Now keep in mind that whenever a new piece of equipment shows up, Nate and I find ourselves less than thrilled. We know that it is the best thing for Will, but it also represents one more step away from "normal." It also represents our dining room turning more and more into the "Will Equipment Room."

But we LOVE the Creepster Crawler, and I think that after looking at the pictures, you'll understand why. It took Will a little while to get used to the contraption, and to feeling secure and safe enough to hold up his head. But after a while, he really got into it. For those of you who know our house, he went from the dining room to the front door with some assistance in less than 5 minutes!

There wasn't a dry eye in our house as we watched our little guy push his way across the floor. We were just so proud of him. You can see in the photo of Will and Nate the sheer excitement and joy on both of their faces. It was truly inspirational.

Now we're on a search for some type of grippy sock or shin guard or knee pad to put onto Will's legs so that his socked feet don't just slip across the floor. We can't wait until it sounds like a basketball court in our house!

Thursday, January 8, 2009

Surgery... just say no!

So I have been having this internal battle about how much is too much to share on a blog... but Karen aptly pointed out that I had earlier discussed the need to take Will to the pediatric urologist for a potentially undescended testicle, therefore I am supposed to update you on the result!

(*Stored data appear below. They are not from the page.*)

Issue #79, opened 2023-06-29
Redefine statistics callback


mr-swifter:
`librdkafka` provides statistics over a callback which can be set using `rd_kafka_conf_set_stats_cb`.

Statistics callback should be set in combination with `statistics.interval.ms`.

Reference https://docs.confluent.io/platform/current/clients/librdkafka/html/md_STATISTICS.html

https://quicktype.io can be used to generate proper structs for statistics content.

blindspotbounty:
@felixschlegel, @FranzBusch I have made some approach for this improvement.
Unfortunately, I have some doubts regarding ideas in the code, so could you give me a piece of advise in the PR, please?

PR #92, opened 2023-07-18
Feature: expose librdkafka statistics as swift metrics

blindspotbounty:
This is approximate solution for exposing librdkafka statistics callback (https://github.com/swift-server/swift-kafka-gsoc/issues/79)

Main ideas:
1. Specify interval for metrics updates
2. Allow to specify metrics per librdkafka key


felixschlegel (changes requested):
Generally a good start! However, I think we should **not** have a statistics closure and all these new initializers, but rather an `AsyncSequence` as we do with `KafkaConsumer.messages` or the producer acknowledgements. The implementation of statistics should therefore follow a similar pattern. Feel free to reach out to me if you need any more pointers for that!

blindspotbounty:
> Generally a good start! However, I think we should **not** have a statistics closure and all these new initializers, but rather an `AsyncSequence` as we do with `KafkaConsumer.messages` or the producer acknowledgements. The implementation of statistics should therefore follow a similar pattern. Feel free to reach out to me if you need any more pointers for that!

Thank you for the feedback. I think I got you. Basically, we add type to `KafkaEvent`, e.g. `statistics` and use it across the code.
Let me try it out, it sounds promising regarding how it should look like.

felixschlegel:
> > Generally a good start! However, I think we should **not** have a statistics closure and all these new initializers, but rather an `AsyncSequence` as we do with `KafkaConsumer.messages` or the producer acknowledgements. The implementation of statistics should therefore follow a similar pattern. Feel free to reach out to me if you need any more pointers for that!
> 
> Thank you for the feedback. I think I got you. Basically, we add type to `KafkaEvent`, e.g. `statistics` and use it across the code. Let me try it out, it sounds promising regarding how it should look like.

Yes, so you would probably want to add that to `KafkaEvent`, receive the `statistics` event through `KafkaClient.eventPoll` and then `yield` the statistics to some new `AsyncSequence` that is exposed by `KafkaConsumer` + `KafkaProducer`.

blindspotbounty:
> > > Generally a good start! However, I think we should **not** have a statistics closure and all these new initializers, but rather an `AsyncSequence` as we do with `KafkaConsumer.messages` or the producer acknowledgements. The implementation of statistics should therefore follow a similar pattern. Feel free to reach out to me if you need any more pointers for that!
> > 
> > 
> > Thank you for the feedback. I think I got you. Basically, we add type to `KafkaEvent`, e.g. `statistics` and use it across the code. Let me try it out, it sounds promising regarding how it should look like.
> 
> Yes, so you would probably want to add that to `KafkaEvent`, receive the `statistics` event through `KafkaClient.eventPoll` and then `yield` the statistics to some new `AsyncSequence` that is exposed by `KafkaConsumer` + `KafkaProducer`.

I pushed a draft for Consumer (not touching producer so far), just to be sure that I got the idea correctly. If it is okay, I will perform other cleanup in code and put the same code for producer as well.

Tests/SwiftKafkaTests/KafkaConsumerTests.swift
```diff
@@ -85,4 +87,92 @@ final class KafkaConsumerTests: XCTestCase {
...
+        let uniqueGroupID = UUID().uuidString
+        var config = KafkaConsumerConfiguration(
+            consumptionStrategy: .group(id: uniqueGroupID, topics: ["this-topic-does-not-exist"])
+        )
+        config.statisticsInterval = Duration.milliseconds(100)
+
+        let stringJson = NIOLockedValueBox<String>(String())
+        let consumer = try KafkaConsumer(config: config, logger: .kafkaTest)
+
+        let statTask = Task {
```
felixschlegel, line 102: This can be part of the TaskGroup I think

blindspotbounty: Oh, certainly yes, thank you for the hint!
Should we probably collect all tasks from the group as they all should be finished? 
Like this:
```
for try await _ in group { }
```

felixschlegel: You invoke `group.next()` to receive the result of the next completed task. You don't have to invoke it for all of the Tasks you add. When you take a look at the `SwiftKafkaTests.swift` you can see that I used `group.next()` to wait for the producer/consumer task to be finished so I can safely `triggerGracefulShutdown`  _after_ all my producer/consumer testing logic has run.

[Documentation for reference](https://developer.apple.com/documentation/swift/taskgroup/next())

Sources/SwiftKafka/Utilities/KafkaStatistics.swift
```diff
@@ -0,0 +1,70 @@
+import NIOConcurrencyHelpers
+import NIOCore
+
+public typealias KafkaStatistics = String
+
+public struct KafkaStatisticsSeqence: Sendable, AsyncSequence {
+    struct EmptyDelegate: NIOAsyncSequenceProducerDelegate {
```
blindspotbounty, line 7: I was thinking whether we need anything to do with this sequence, i.e.:
1. to call `finish()` in Consumer/Producer delegate or
2. to call it here

felixschlegel: I think ideally what we would do here is something like we do in the `KafkaConsumer` where we enter a state in which we are still polling for events but then in this case drop any incoming statistics events so that new statistics emitted after termination of the `AsyncSequence` don't buffer in memory.

blindspotbounty: The main problem is that there is one state machine, so one switch to `.consumptionStopped` should be enough on terminate of any sequence

felixschlegel: Yeah, we have to work around this here. There are two things that I can currently think of:

1. In `KafkaClient` (now `RDKafkaClient` on `main`) keep track of all the `RDKafkaEvent`s we are listening to and drop inside of `KafkaClient` when `RDKafkaEvent` is not part of the list of `RDKafkaEvent`s we are listening to -> in `KafkaConsumer` / `KafkaProducer` you would then just change what the `RDKafkaClient` should listen to
2. Have something like a `StatisticaHandler` type that has its own state and just forwards stuff to the `source` or not

felixschlegel (changes requested):

Sources/SwiftKafka/Utilities/KafkaStatisticsJsonModel.swift
```diff
@@ -0,0 +1,177 @@
...
+//===----------------------------------------------------------------------===//
+
+// This file was generated from JSON Schema using quicktype, do not modify it directly.
+// To parse the JSON, add this file to your project and do:
+//
+//   let statistics = try? newJSONDecoder().decode(KafkaStatisticsJsonModel.self, from: jsonData)
+
+// MARK: - Statistics
+
+public struct KafkaStatisticsJson: Hashable, Codable {
```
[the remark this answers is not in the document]
blindspotbounty: Thank you for your comment!

I think that `swift-metrics` is a good thing and should be used to deliver statistics and that is the most important thing.

However, from my perspective, there could be other scenarios when statistics can be used by an end-user application directly for adjusting its behaviour. 
There are some examples: 
1. measure lag to the final offset to estimate [when/are/time for] all records received 
2. work with latency metrics to provide approximate latency for end user
3. understand the number messages in flight to adjust internal throttling/coalescing/backpressure

I believe there could be other various scenarios when it is required by end-user application. However..

Next thing that comes to mind is about delivery of this statistics to `swift-metrics`: I am not sure if there is an automatic way to deliver the whole json to swift-metics directly...
Therefore, I am a little bit confused if there is a suggestion to use some other model instead of proposed. 
Should we?

Sources/SwiftKafka/KafkaConsumerEvent.swift
```diff
@@ -14,11 +14,15 @@
 
 /// An enumeration representing events that can be received through the ``KafkaConsumerEvents`` asynchronous sequence.
 public enum KafkaConsumerEvent: Sendable, Hashable {
+    /// Statistics from librdkafka
+    case statistics(KafkaStatistics)
     /// - Important: Always provide a `default` case when switiching over this `enum`.
     case DO_NOT_SWITCH_OVER_THIS_EXHAUSITVELY
 
-    internal init(_ event: RDKafkaClient.KafkaEvent) {
+    internal init?(_ event: RDKafkaClient.KafkaEvent) {
```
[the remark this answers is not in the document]
blindspotbounty: That is definitely not required any more.

Tests/SwiftKafkaTests/KafkaConsumerTests.swift
```diff
@@ -85,4 +86,53 @@ final class KafkaConsumerTests: XCTestCase {
...
+
+        try await withThrowingTaskGroup(of: Void.self) { group in
+            // Run Task
+            group.addTask {
+                try await serviceGroup.run()
+            }
+
+            // check for librdkafka statistics
+            group.addTask {
+                for try await event in events {
```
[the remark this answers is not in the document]
blindspotbounty: That sounds better

Sources/SwiftKafka/Configuration/KafkaConsumerConfiguration.swift
```diff
@@ -23,6 +23,18 @@ public struct KafkaConsumerConfiguration {
     /// Default: `.milliseconds(100)`
     public var pollInterval: Duration = .milliseconds(100)
 
+    /// Interval for librdkafka statistics reports
+    /// 0ms - disabled
+    /// >= 1ms - statistics provided every specified interval
```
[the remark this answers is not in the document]
blindspotbounty: I was thinking about property wrapper but looked at other properties that are checked in place, e.g.:
```
    /// Metadata cache max age.
    /// (Lowest granularity is milliseconds)
    /// Default: `.milliseconds(900_000)`
    public var maximumMetadataAge: Duration = .milliseconds(900_000) {
        didSet {
            precondition(
                self.maximumMetadataAge.canBeRepresentedAsMilliseconds,
                "Lowest granularity is milliseconds"
            )
        }
    }
```

Sources/SwiftKafka/Utilities/KafkaStatisticsJsonModel.swift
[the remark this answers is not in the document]
felixschlegel: Hello @blindspotbounty ,

I don't think providing metrics to an end-user application is a priority. Users should just tweak their configurations to work well and should not have some statistics-dependent magic running in their applications IMO.

Unfortunately, there is no direct mapping from `json` to `swift-metrics`. However, here is how I would go about implementing this:

1. Have a new type called `KafkaMetricsReporting` that you pass as an _optional_ argument as part of `KafkaConsumerConfiguration`/`KafkaProducerConfiguration`

This could look something like this:

```swift
public struct KafkaMetricsReporting {
    public let myCounter: Metrics.Counter?
    public let myGauge: Metrics.Gauge?
    public let myTimer: Metrics.Timer?
}
```

```swift
public struct KafkaConsumerConfig {
    public var metrics: KafkaMetricsReporting?
}
```

This can be similar to the `KafkaStatistics` type you already have. However, you'd have to find suitable [metric types](https://github.com/apple/swift-metrics#metric-types) for each statistics property.

2. If the `Kafka[Consumer|Producer]Configuration` is non-`nil` and not all of its properties are `nil`, enable for statistics and update the metrics accordingly when a new statistics event is received

3. When you have received the event, update all metrics in you `KafkaMetricsReporting` that are non-`nil`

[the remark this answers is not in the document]
blindspotbounty: That sounds nice and should be pretty much convenient.
However, there could be a number of topics and partitions in them. Currently, I see just several solutions that might suit here:
1. Provide metrics factory that would make counters with labels topic=abc partition=xx
2. Calculate averages/totals for all topics/partitions for specific counters (probably the best)
3. Provide different gauges/counters in a dictionary to configuration
4. Don't cover array fields so far
 
Maybe there is some better solution, let me know if you have something in mind, please.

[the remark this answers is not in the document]
felixschlegel: Hey @blindspotbounty , I haven’t really thought about how we should handle these array based metrics for topic / partitions etc. however I am inclined to not aggregate them to averages but rather expose topic / partition … -specific information.

Metrics has evolved into quite a big feature now so I would suggest not covering all metrics at once but rather start by getting the general structure right and listening to a hand full of metrics.

You can then just add the remaining metrics in a follow-up pull request once we get the basics right :smile:

I believe starting with some of the [Top Level Metrics](https://github.com/confluentinc/librdkafka/blob/master/STATISTICS.md#top-level) is a good start

felixschlegel (changes requested):
Great work! Please see my comments 😄

Sources/Kafka/Configuration/KafkaConfiguration+Metrics.swift
```diff
@@ -0,0 +1,65 @@
...
+        public var msgCount: Gauge?
+        /// Current total size of messages in producer queues
+        public var msgSize: Gauge?
+        /// Threshold: maximum number of messages allowed allowed on the producer queues
+        public var msgMax: Gauge?
+        /// Threshold: maximum total size of messages allowed on the producer queues
+        public var msgSizeMax: Gauge?
+        
+        /// Total number of requests sent to Kafka brokers
+        public var tx: Gauge?
```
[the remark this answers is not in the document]
blindspotbounty: I took them from librdkafka statistics. 
So, rename them all?

Sources/Kafka/Configuration/KafkaConfiguration+Metrics.swift
```diff
@@ -0,0 +1,65 @@
...
+        /// Total number of message bytes (including framing) received from Kafka brokers
+        public var rxMessagesBytex: Gauge?
+        
+        /// Number of topics in the metadata cache.
+        public var metadataCacheCount: Gauge?
+    }
+    
+    public enum Metrics: Sendable {
+        case disable
+        case enable(updateInterval: KafkaConfiguration.KeyRefreshAttempts, options: MetricsOptions)
```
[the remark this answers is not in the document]
blindspotbounty: The suggestion was there https://github.com/swift-server/swift-kafka-client/pull/92#discussion_r1286902597
Should we back to Duration?

Sources/Kafka/KafkaProducer.swift
```diff
@@ -208,6 +214,12 @@ public final class KafkaProducer: Service, Sendable {
             case .pollAndYield(let client, let source):
                 let events = client.eventPoll()
                 for event in events {
+                    if case let .statistics(kafkaStatistics) = event {
```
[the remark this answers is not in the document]
blindspotbounty: Sure

Sources/Kafka/Configuration/KafkaConfiguration+Metrics.swift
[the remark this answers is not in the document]
felixschlegel: Yes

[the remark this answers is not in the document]
blindspotbounty: Btw, should we rename them in json model?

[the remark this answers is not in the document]
felixschlegel: Not a must as long as the JSON model remains `internal`, but it would make the code a lot more coherent 😄

Sources/Kafka/KafkaConsumer.swift
```diff
@@ -241,6 +247,9 @@ public final class KafkaConsumer: Sendable, Service {
         if configuration.isAutoCommitEnabled == false {
             subscribedEvents.append(.offsetCommit)
         }
+        if case .enable = configuration.metrics {
```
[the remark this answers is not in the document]
blindspotbounty: I've added `didSet` with precondition for both: enabled metrics and for positive duration.

Sources/Kafka/Configuration/KafkaConfiguration+Metrics.swift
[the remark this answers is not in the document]
blindspotbounty: I can rename those field then mapping will just in coding keys.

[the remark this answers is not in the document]
felixschlegel: Great!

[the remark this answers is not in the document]
blindspotbounty: done

felixschlegel (changes requested):
Hey @blindspotbounty,

Again, excellent work!
I have left some minor comments inline and also a comment regarding how we are "filling in" the statistics.

-Felix

Sources/Kafka/Utilities/KafkaStatistics.swift
```diff
@@ -0,0 +1,65 @@
...
+// See CONTRIBUTORS.txt for the list of swift-kafka-gsoc project authors
+//
+// SPDX-License-Identifier: Apache-2.0
+//
+//===----------------------------------------------------------------------===//
+
+import ExtrasJSON
+import Metrics
+
+struct KafkaStatistics: Sendable, Hashable {
```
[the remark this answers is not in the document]
blindspotbounty: Nice idea!

Sources/Kafka/Utilities/KafkaStatistics.swift
```diff
@@ -0,0 +1,65 @@
...
+            record(json.totalMessagesSent, to: options.totalMessagesSent)
+            record(json.totalBytesSent, to: options.totalBytesSent)
+            
+            record(json.totalMessagesBytesSent, to: options.totalMessagesBytesSent)
+            record(json.totalMessagesRecieved, to: options.totalMessagesRecieved)
+            record(json.totalMessagesBytesRecieved, to: options.totalMessagesBytesRecieved)
+            record(json.metadataCacheCount, to: options.metadataCacheCount)
+
+        } catch {
+            fatalError("Statistics json decode error \(error)")
```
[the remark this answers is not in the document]
blindspotbounty: Let's make an assert?

Package.swift
```diff
@@ -48,9 +48,11 @@ let package = Package(
         .package(url: "https://github.com/apple/swift-nio.git", from: "2.55.0"),
         .package(url: "https://github.com/swift-server/swift-service-lifecycle.git", from: "2.0.0-beta.1"),
         .package(url: "https://github.com/apple/swift-log.git", from: "1.0.0"),
+        .package(url: "https://github.com/apple/swift-metrics", from: "2.4.1"),
         // The zstd Swift package produces warnings that we cannot resolve:
         // https://github.com/facebook/zstd/issues/3328
         .package(url: "https://github.com/facebook/zstd.git", from: "1.5.0"),
+        .package(url: "https://github.com/swift-extras/swift-extras-json.git", .upToNextMajor(from: "0.6.0")),
```
FranzBusch, line 55: Can we please use `Foundation.JSONDecoder` here instead.

Sources/Kafka/Configuration/KafkaConfiguration+Metrics.swift
```diff
@@ -0,0 +1,133 @@
...
+//
+//===----------------------------------------------------------------------===//
+
+import Metrics
+
+extension KafkaConfiguration {
+    // MARK: - Metrics
+
+    /// Use to configure metrics.
+    public struct KafkaMetrics: Sendable {
```
FranzBusch, line 21:
```suggestion
    public struct Metrics: Sendable {
```

Sources/Kafka/Configuration/KafkaConfiguration+Metrics.swift
```diff
@@ -0,0 +1,133 @@
...
+// SPDX-License-Identifier: Apache-2.0
+//
+//===----------------------------------------------------------------------===//
+
+import Metrics
+
+extension KafkaConfiguration {
+    // MARK: - Metrics
+
+    /// Use to configure metrics.
```
FranzBusch, line 20:
```suggestion
    /// Configuration for the metrics emitted by `SwiftKafka`.
```

Sources/Kafka/Configuration/KafkaConfiguration+Metrics.swift
```diff
@@ -0,0 +1,133 @@
...
+                self.totalBytesReceived != nil ||
+                self.metadataCacheCount != nil
+        }
+
+        /// librdkafka's internal monotonic clock (microseconds)
+        public var timestamp: Gauge?
+        /// Wall clock time in seconds since the epoch
+        public var time: Timer?
+        /// Time since this client instance was created
+        public var age: Timer?
```
FranzBusch, line 46: I don't know if we need those. Do we have a concrete use-case how those would be observed?

Sources/Kafka/Configuration/KafkaConfiguration+Metrics.swift
```diff
@@ -0,0 +1,133 @@
...
+        /// Number of ops (callbacks, events, etc) waiting in queue for application to serve
+        public var replyQueue: Gauge?
```
FranzBusch, line 48:
```suggestion
        /// Number of operations (callbacks, events, etc) waiting in the queue.
        public var queuedOperation: Gauge?
```

Sources/Kafka/Configuration/KafkaConfiguration+Metrics.swift
```diff
@@ -0,0 +1,133 @@
...
+        /// Current number of messages in producer queues
+        public var messageCount: Gauge?
+        /// Current total size of messages in producer queues
+        public var messageSize: Gauge?
+        /// Threshold: maximum number of messages allowed allowed on the producer queues
+        public var messageMax: Gauge?
+        /// Threshold: maximum total size of messages allowed on the producer queues
+        public var messageSizeMax: Gauge?
```
FranzBusch, line 56: Isn't this threshold set by the configuration? Can this change over time? Wondering if should expose this

Sources/Kafka/Configuration/KafkaConfiguration+Metrics.swift
```diff
@@ -0,0 +1,133 @@
...
+        /// Wall clock time in seconds since the epoch
+        public var time: Timer?
+        /// Time since this client instance was created
+        public var age: Timer?
+        /// Number of ops (callbacks, events, etc) waiting in queue for application to serve
+        public var replyQueue: Gauge?
+        /// Current number of messages in producer queues
+        public var messageCount: Gauge?
+        /// Current total size of messages in producer queues
+        public var messageSize: Gauge?
```
FranzBusch, line 52: This is producer specific should we only make this available on the producer configuration?

```suggestion
        /// Current number of queued producer messages.
        public var queuedProducerMessages: Gauge?
        /// Current total size in bytes of queued producer messages.
        public var queuedProducerMessagesSize: Gauge?
```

Will had an appointment on Tuesday to review his testicular ultrasound and to meet with the doctor. Poor guy didn't know what he was in for. Every time the doc or the resident would "examine" him, his eyes got very big, his mouth got very little, and he got very quiet. But thankfully, the news was good!

Will has a "retractible" testicle, not an undescended one. If you look up "undescended," you get scary words like "cancer." If you look up "retractible" you find out that his little parts just like to hide out sometimes. They'll see us back in 18 months just to make sure everything is still ok. So yay! One less -ologist for now. And no more eye-bugging exams for Will!

Monday, January 5, 2009

Baby's first shiner

Your eyes aren't deceiving you... Luke DOES have a black eye. On Friday morning, he took a tumble off of a chair and his right eye met up with the arm of the chair on the way down. It didn't seem so bad on Saturday, but now it does! He is doing fine with it, it looks worse than it feels I guess.

And of course, as luck would have it, we had an appointment with the pediatrician this morning for the boys' third Synagis shot! "Yes doctor, my son has a black eye. Yes doctor, I know this looks bad..." Actually, the doctor and the nurses thought it was funny.

Will continues to gain weight at a great rate! We are so excited about this, because our efforts are really paying off. Will had been stuck at 20 lbs for so long, and now weighs 21 lbs 3 oz. Good job, buddy! He's almost back on the growth chart for weight. Luke actually has jumped a percentile since we have started with Will's feeding therapist (he gets to eat all the high calorie stuff that she prepares too) and now tips the scales at 24 lbs 6 oz. No wonder our arms are tired at the end of the day!